María, la misionera de la Alegría: Comentario 08 de Noviembre del 2018
Autor: Padre Manuel de Jesús de los Santos
Parroquia Santa Marìa de los Ángeles
“Ante tu imagen sagrada, oh Virgen de los Treinta y
Tres, todo el pueblo del Uruguay, que te reconoce como Madre y Patrona, con
inefable gratitud, te aclama Maestra de su fe… Te ofrezco y pongo bajo tu
amparo la Iglesia entera del Uruguay… Que toda la Iglesia del Uruguay, bajo tu
valiosa ayuda y ejemplo, trabaje sin descanso por implantar el evangelio de las
bienaventuranzas, garantía de libertad, de progreso, de paz” (Juan
Pablo II, 8 de Mayo de 1988).
Al
oír María el anuncio del ángel, llena de gozo y sin demora, partió hacia las
montañas, no porque dudara de las palabras del ángel, sino porque se sentía
impulsada por el deseo de cumplir un deber de piedad, anhelante de prestar sus
servicios y presurosa por la intensidad de su alegría.

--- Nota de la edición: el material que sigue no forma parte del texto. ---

PR #223, opened 2019-04-16
POC - npx react-codemod <transform> <path/to/src>

threepointone:
An improvement to actually using these codemods. You should be able to `npx react-codemod <transform> path/to/src` and it should Just Work™️. Also updates the docs to prefer this version.

Did it as a quick hack so I could show during the meeting, happy to work on it further if it looks good. Would be good to point to in 16.9.0 release notes as well.

### DIFF
--- a/README.md
+++ b/README.md
@@ -54,7 +54,7 @@ npx react-codemod manual-bind-to-arrow <path>
 #### `pure-component`
 
 Converts ES6 classes that only have a render method, only have safe properties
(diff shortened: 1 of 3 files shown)


cpojer:
Oh my god it's so beautiful

kentcdodds:
YES PLEASE!

threepointone:
merging, so I can try it out. if it's broken, 🤷‍♂️

PR #229, opened 2019-07-18
upgrade jscodeshift, redo bin/npx experience, pass tests

threepointone:
To workaround an npx bug (which isn't even an issue in newer npx, sigh), I had to redo the cli experience. I copied it wholesale from jest-codemods, and rewrote it for react-codemods. Updating jscodeshift also broke some tests, which I fixed.


threepointone:
npx-codemod

threepointone:
I'll fix the build after some sleep 😴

Como fruto de la
aceptación de la voluntad de Dios, el primer gesto de servicio en María es la
caridad. “Presurosamente partió María”. Cuando se ama nunca se deja de servir,
y al descubrir los beneficios que aporta el servicio, este no puede dejarse
para después. María es portadora de una gran alegría, ella lo sabe y no quiere
perder tiempo para que se manifieste lo que Dios ha hecho con ella.
María
es la misionera de la Alegría, portadora de una alegre noticia, del Evangelio
encarnado en su seno. Ella es el ejemplo de todo cristiano que ha recibido la
Palabra de Dios pero que no sabe qué hacer con ella. María la acoge, primero en
su corazón y después en su seno y, luego, la comparte con los demás, la da a
conocer a los demás, y eso es lo mejor que también podemos hacer nosotros, para
que también en los demás se suscite la vida y la Esperanza, la Alegría y la
Paz. Por eso, alguien que ha experimentado esta Alegría del evangelio no
debería quedarse cruzado de brazos, en el sillón, en el salón o en el Spa como
tantas veces nos lo ha dicho el Papa Francisco, sino que debería ir al
encuentro del otro con urgencia, de prisa, para contagiar esa misma felicidad.
María
es la mujer que ama mucho, es la enamorada de Dios. Este amor empuja a la
Virgen a ir en busca de Isabel, para servirla y cantar llena de alegría y
agradecimiento la misericordia que Dios ha tenido al enviar al Salvador
fijándose en ella, su humilde esclava. Y es que el secreto de la alegría de María consiste en saberse favorecida y
amada por Dios, pero también en el ponerse al servicio de los demás. No hay
otro secreto para salir de la tristeza que amar mucho: servir, servir a Dios, servir a la Iglesia, servir a la familia, a
los amigos, servir a todos. Nuestra vida tendría que ser una agenda de
servicios. Si servimos a los demás hay alegría, pero si no, nos encerramos en
nosotros mismos, en nuestro egoísmo, en nuestro propio mundo narcisista. Nos
comenzamos a preocupar por nuestra imagen externa: por mi ropa, por mi cabello,
por mi casa, por mi auto, por mi dinero, sólo “por lo mío” y sacamos de nuestra
vida a los demás. Quien vive así, tiene muchas probabilidades de caer en la
depresión y en la soledad, en el vacío y en el fastidio de la vida. El egoísmo engendra
la depresión y la muerte. Por el contrario, el amor servicial fabrica la vida y
la felicidad. El antídoto, entonces,
contra la depresión se llama servicio porque hay más alegría en dar que en
recibir. El servicio atento, amable, y hecho con alegría dignifica y crea, da
vida y se convierte en testimonio para los demás.
El
mensaje cristiano se llama “Evangelio”, es decir, “buena noticia”, un anuncio
de alegría para todo el pueblo; la Iglesia no es un refugio para gente triste,
la Iglesia es la casa de la alegría. Y quienes están tristes encuentran en ella
la alegría, la verdadera alegría. Una alegría que encuentra su razón de ser en
el saberse acogidos, amados y enviados por Dios. Jesús es nuestra Alegría. Por
ello, cuando un cristiano está triste, quiere decir que se ha alejado de Jesús.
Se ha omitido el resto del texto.